Jordan - German archaeologists breathe new life into Umm Qai...| MENAFN.COM

Tuesday, 24 May 2022 03:53 GMT

Jordan - German archaeologists breathe new life into Umm Qais ruins


(MENAFN- Jordan Times)

AMMAN — By 2024, the Bait Rousan courtyard complex in the upper village of Gadara, so called Hara Foqa, is to be restored in accordance with the preservation order, said a German archaeologist in a recent interview with The Jordan Times.

The project is taking place in ancient Gadara (Umm Qais) and is a joint effort between the German Archaeological Institute in Berlin (DAI) and the Department of Antiquities (DoA), and since 2016, the two have provided training courses in Gadara, according to the organisers.

“On one hand, the building fabric is secured and, on the other hand, the courtyard and the rooms can be used for the intended concept as 'a base for training programmes',” said project director Claudia Bührig.

She added that“among others, the installation of new windows and doors, commissioning of the cistern for water supply, electrical installation, interior finishing and storage areas” were still required to achieve the final goal.

A long-term concept is currently in development to ensure the buildings use as a training and workshop centre for the building and restoration craft, as well as the processing of archaeological finds, Bührig emphasised.

The project has also been affected by the pandemic, Bührig said, adding that due to the uncertain situation, the planning had to be adjusted and tasks that required a longer lead time were postponed to a later date.

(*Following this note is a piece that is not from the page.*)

PR #3477, opened 2023-09-27
Set fallback id for GA

flozia:
Add fallback value for the public env var `NEXT_PUBLIC_GA4_MEASUREMENT_ID`.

“The German team consisted of a project manager, four master craftsmen, a structural engineer, an architect and a surveyor. From the Jordanian side, eight to 10 skilled and eight unskilled workers were involved, as well as three female employees for the production of the roof mats. Employees from the DoA and the local community were on hand to advise the team,” Bührig underlined. 

Talking about the type of the building, Bührig said:“The architecture in Hara Foqa shows similarities to villages in present day Lebanon, the Palestinian territories and southern Syria.”

“This suggests a continuous building activity that possibly extends over almost 100 years. It can also be assumed that the craftsmen who constructed the buildings in Hara Foqa came to Umm Qais from different regions, bringing their own building knowledge with them. In this respect, Hara Foqa is unique,” Bührig concluded.